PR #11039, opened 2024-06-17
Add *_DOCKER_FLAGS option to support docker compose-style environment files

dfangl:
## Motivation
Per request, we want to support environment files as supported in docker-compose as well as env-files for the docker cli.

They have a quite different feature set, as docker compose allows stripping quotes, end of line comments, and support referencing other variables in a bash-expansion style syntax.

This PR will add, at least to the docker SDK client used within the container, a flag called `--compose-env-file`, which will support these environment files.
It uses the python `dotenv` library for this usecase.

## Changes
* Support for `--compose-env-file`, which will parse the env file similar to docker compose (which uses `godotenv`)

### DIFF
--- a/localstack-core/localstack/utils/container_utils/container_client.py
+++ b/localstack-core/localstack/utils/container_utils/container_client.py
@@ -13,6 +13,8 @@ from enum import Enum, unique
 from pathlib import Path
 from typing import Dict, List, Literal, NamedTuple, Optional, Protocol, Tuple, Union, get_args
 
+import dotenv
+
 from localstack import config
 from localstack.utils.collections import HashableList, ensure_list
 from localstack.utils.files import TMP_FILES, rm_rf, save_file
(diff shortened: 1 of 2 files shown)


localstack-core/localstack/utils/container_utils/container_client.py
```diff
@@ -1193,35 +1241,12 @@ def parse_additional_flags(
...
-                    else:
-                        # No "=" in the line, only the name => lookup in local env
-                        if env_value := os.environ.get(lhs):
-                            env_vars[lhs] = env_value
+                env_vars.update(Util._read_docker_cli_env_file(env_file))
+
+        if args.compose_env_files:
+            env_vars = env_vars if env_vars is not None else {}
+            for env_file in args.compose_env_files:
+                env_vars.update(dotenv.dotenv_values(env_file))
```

* * *

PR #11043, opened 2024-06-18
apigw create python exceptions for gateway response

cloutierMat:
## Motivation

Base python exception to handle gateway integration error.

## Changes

--

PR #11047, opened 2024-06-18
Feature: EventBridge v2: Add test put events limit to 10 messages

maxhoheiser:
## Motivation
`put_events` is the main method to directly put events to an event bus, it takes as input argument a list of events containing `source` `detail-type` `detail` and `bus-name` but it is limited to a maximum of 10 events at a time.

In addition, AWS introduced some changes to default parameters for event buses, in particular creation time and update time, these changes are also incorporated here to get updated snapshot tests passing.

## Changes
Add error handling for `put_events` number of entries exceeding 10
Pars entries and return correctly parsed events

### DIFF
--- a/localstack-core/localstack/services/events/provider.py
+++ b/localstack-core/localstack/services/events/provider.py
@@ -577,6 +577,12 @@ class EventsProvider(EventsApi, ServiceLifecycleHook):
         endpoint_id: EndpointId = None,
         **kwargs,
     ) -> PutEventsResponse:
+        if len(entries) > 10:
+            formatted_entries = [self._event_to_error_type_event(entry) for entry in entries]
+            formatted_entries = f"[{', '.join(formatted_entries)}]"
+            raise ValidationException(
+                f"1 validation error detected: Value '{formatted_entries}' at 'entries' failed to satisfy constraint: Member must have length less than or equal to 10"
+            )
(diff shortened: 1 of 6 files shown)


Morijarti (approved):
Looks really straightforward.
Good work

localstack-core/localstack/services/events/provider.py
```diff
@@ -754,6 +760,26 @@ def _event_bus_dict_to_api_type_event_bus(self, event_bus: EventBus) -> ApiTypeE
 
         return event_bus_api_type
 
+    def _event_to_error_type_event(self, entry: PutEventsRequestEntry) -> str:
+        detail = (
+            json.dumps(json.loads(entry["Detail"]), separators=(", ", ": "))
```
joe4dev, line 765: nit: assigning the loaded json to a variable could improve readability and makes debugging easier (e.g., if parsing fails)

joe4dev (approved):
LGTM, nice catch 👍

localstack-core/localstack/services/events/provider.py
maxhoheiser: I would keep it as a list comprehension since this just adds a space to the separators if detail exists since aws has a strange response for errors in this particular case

§ What is required
If the word "shortened" appears in a line above, copy that line.

§ Output of the task
(diff shortened: 1 of 2 files shown)
(diff shortened: 1 of 6 files shown)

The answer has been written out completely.